PR #495, opened 2016-01-30
Fix binary blob downloading through FCP (was broken in 1468)

Sadao-:
1) In the ReturnType=disk mode the DataLength field of the DataFound FCP message was always set to 0.
2) In the ReturnType=direct mode the request was stalled at the very beginning due to NPE:

java.lang.NullPointerException
    at freenet.client.async.BinaryBlobWriter.getOutputStream(BinaryBlobWriter.java:74)
    at freenet.client.async.BinaryBlobWriter.addKey(BinaryBlobWriter.java:96)
    at freenet.client.async.ClientGetter.addKeyToBinaryBlob(ClientGetter.java:764)
    at freenet.client.async.SingleFileFetcher.onSuccess(SingleFileFetcher.java:193)
    ...

The patch was tested.

### DIFF
--- a/src/freenet/clients/fcp/ClientGet.java
+++ b/src/freenet/clients/fcp/ClientGet.java
@@ -201,7 +201,10 @@ public class ClientGet extends ClientRequest implements ClientGetCallback, Clien
 			ret = new NullBucket();
 		} else {
 		    targetFile = null;
-		    ret = null; // Let the ClientGetter allocate the Bucket later on.
+			if(binaryBlob)
+				ret = core.clientContext.getBucketFactory(persistence == Persistence.FOREVER).makeBucket(-1);
+			else
+				ret = null; // Let the ClientGetter allocate the Bucket later on.
 		}
 		this.extensionCheck = extensionCheck;
 		this.initialMetadata = null;
@@ -261,7 +264,15 @@ public class ClientGet extends ClientRequest implements ClientGetCallback, Clien
 			ret = new NullBucket();
         } else {
             targetFile = null;
-            ret = null; // Let the ClientGetter allocate the Bucket later on.
+			if(binaryBlob)
+				try {
+					ret = core.clientContext.getBucketFactory(persistence == Persistence.FOREVER).makeBucket(-1);
+				} catch (IOException e) {
+					Logger.error(this, "Cannot create bucket for temp storage: "+e, e);
+					throw new MessageInvalidException(ProtocolErrorMessage.INTERNAL_ERROR, "Cannot create bucket for temporary storage (out of disk space???): "+e, identifier, global);
+				}
+			else
+				ret = null; // Let the ClientGetter allocate the Bucket later on.
 		}
 		this.extensionCheck = extensionCheck;
 		initialMetadata = message.getInitialMetadata();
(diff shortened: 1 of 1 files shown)


Thynix:
Yikes! Thanks for writing this! It sounds like a regression. Do you know when this problem was introduced? How did it manifest? What would be involved in adding a unit test for it?

Sadao-:
The problem was introduced in 16d581ee416f01ce0136cf829bae4aad2f461cf6. Probably Toad forgot about blobs when he changed the code. I discovered the problem when I tried to download a file as blob in Fuqid.

toad:
I thought I had tested that. :(
Thanks!

toad:
Having said that, this looks like the wrong place to fix the problem...

toad:
Why not create the Bucket in makeGetter()? Or does it need to be the same Bucket if we fail and restart? Hmmm...

Sadao-:
> Why not create the Bucket in makeGetter()? Or does it need to be the same Bucket if we fail and restart? Not in this case AFAICS?

I returned the creation of the Bucket to the place where is was before break. I don't think that creating the Bucket for a blob in makeGetter() would be simpler. But if you think it will, feel free to change my patch.

bertm:
This is indeed duplication of logic.

The problem is not where you try to address it, the problem is in `makeGetter` that wrongfully assumes (yet does not assert) that `binaryBlob == true` implies `ret != null`.

Thynix:
Anyone up for fixing the problem at its source in `makeGetter`?

src/freenet/clients/fcp/ClientGet.java
```diff
@@ -344,7 +355,7 @@ public void onLostConnection(ClientContext context) {
 	@Override
 	public void onSuccess(FetchResult result, ClientGetter state) {
 		Logger.minor(this, "Succeeded: "+identifier);
-		Bucket data = result.asBucket();
+		Bucket data = binaryBlob ? state.getBlobBucket() : result.asBucket();
```
Thynix: What's this change intended to do?

Thynix: This is fixing the 0-length DISK get bug?

toad:
Sorry for muddying the waters. Sadao's original patch is the correct way to solve this IMHO. We have to store the binary blob bucket, so we can't create it in makeGetter().

src/freenet/clients/fcp/ClientGet.java
toad: Not just that. It is also needed for ReturnType=direct. We want to return the binary blob, not the fetched data. The FetchResult contains the fetched data, which here will be a NullBucket, not the binary blob.

toad: So this bit is needed even if we create the Bucket in makeGetter().

Thynix:
I've merged #528 which is based on this but avoids the logic duplication by moving it to `makeGetter()`. Thanks for finding this!

src/freenet/clients/fcp/ClientGet.java
xor-freenet: Given that it wasn't clear what this code does, it would be nice if you could add the answer to it as a comment. I've checked the replacement PR, and it doesn't seem to add a comment yet either: https://github.com/freenet/fred/pull/528/files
★ ★ ★ ★ ★ ★ ★
Among the entries above, tally each line with the string "core" and state that figure only.

= ANSWER TO THIS PROBLEM =
2